• Problem description
Write out every record again, exactly.

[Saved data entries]
▬▬▬

PR #71, opened 2020-07-09
Further extend our services implementations

bylaws:
This pr implements all the services needed to boot Mario Odyssey, however it will still fail later on due to an unknown bug.

### DIFF
--- a/app/src/main/cpp/skyline/services/am/controller/ISelfController.cpp
+++ b/app/src/main/cpp/skyline/services/am/controller/ISelfController.cpp
@@ -12,6 +12,7 @@ namespace skyline::service::am {
         {0xB, SFUNC(ISelfController::SetOperationModeChangedNotification)},
         {0xC, SFUNC(ISelfController::SetPerformanceModeChangedNotification)},
         {0xD, SFUNC(ISelfController::SetFocusHandlingMode)},
+        {0xE, SFUNC(ISelfController::SetRestartMessageEnabled)},
         {0x10, SFUNC(ISelfController::SetOutOfFocusSuspendingEnabled)},
         {0x28, SFUNC(ISelfController::CreateManagedDisplayLayer)}
     }) {}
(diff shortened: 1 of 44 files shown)


app/src/main/cpp/skyline/services/am/controller/ISelfController.cpp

▬▬▬

• Task answer
PR #71, opened 2020-07-09
Further extend our services implementations

bylaws:
This pr implements all the services needed to boot Mario Odyssey, however it will still fail later on due to an unknown bug.

### DIFF
--- a/app/src/main/cpp/skyline/services/am/controller/ISelfController.cpp
+++ b/app/src/main/cpp/skyline/services/am/controller/ISelfController.cpp
@@ -12,6 +12,7 @@ namespace skyline::service::am {
         {0xB, SFUNC(ISelfController::SetOperationModeChangedNotification)},
         {0xC, SFUNC(ISelfController::SetPerformanceModeChangedNotification)},
         {0xD, SFUNC(ISelfController::SetFocusHandlingMode)},
+        {0xE, SFUNC(ISelfController::SetRestartMessageEnabled)},
         {0x10, SFUNC(ISelfController::SetOutOfFocusSuspendingEnabled)},
         {0x28, SFUNC(ISelfController::CreateManagedDisplayLayer)}
     }) {}
(diff shortened: 1 of 44 files shown)


app/src/main/cpp/skyline/services/am/controller/ISelfController.cpp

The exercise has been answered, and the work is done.